Experimental design of phenotyping probe drugs with emphasis on CYP1A2 : their use in studies on genetic and environmental regulation of drug metabolism

Abstract

Assessment of the cytochrome (CYP) P450 enzyme activity or phenotyping is a method to characterise the real activity of an enzyme by the use of a marker probe drug. The information of the phenotype is of clinical relevance because it reflects the combined effects of genetic, environmental e.g. smoking and endogenous factors such as disease on CYP activity. The overall aim of this thesis was to evaluate probe drugs to be used in phenotyping studies of the main drug metabolising CYP enzymes. A special emphasis was to characterise the interindividual variation in CYP1A2 activity with a robust phenotyping method.

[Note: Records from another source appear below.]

PR #829, opened 2019-10-26
fix: Properly handle --host param for remote debugging

asklar:
Summary:
---------
When running metro on one machine and a react-native app on another, /launch-js-devtools causes the metro process to launch localhost:8081. However, the hostname can be overridden by the --host parameter to react-native start, which because of the hardcoding of localhost, causes the web debugger to not start, breaking the react-native app.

Caffeine has been used to assess CYP1A2 activity. A single oral dose of 100 mg caffeine followed by a 4-hour blood and saliva sample as well as a urinary collection was validated. Caffeine oral clearance (CL) in plasma correlated with that assessed in saliva (rs=0.97). The total oral caffeine CL correlated with the paraxanthine / caffeine concentration ratio in plasma (rs=0. 84), saliva (rs=0. 82) and the urinary ratio of N-3-demethylated metabolites / caffeine collected for 8 or 24 hours (rs=0.63-0.70). The use of a 36-hour caffeine abstinence period was appropriate to avoid the influence of caffeine ingested before the study.

Melatonin metabolism is catalysed by CYP1A2. It has not been validated as a probe for CYP1A2. After a single oral dose, the apparent melatonin CL correlated with the caffeine CL (rs=0.748). A plasma sample obtained 1.5 hours after melatonin intake correlated also with caffeine CL (rs=-0.62). These results indicate that melatonin may serve as an alternative to caffeine in phenotyping the CYP1A2 activity.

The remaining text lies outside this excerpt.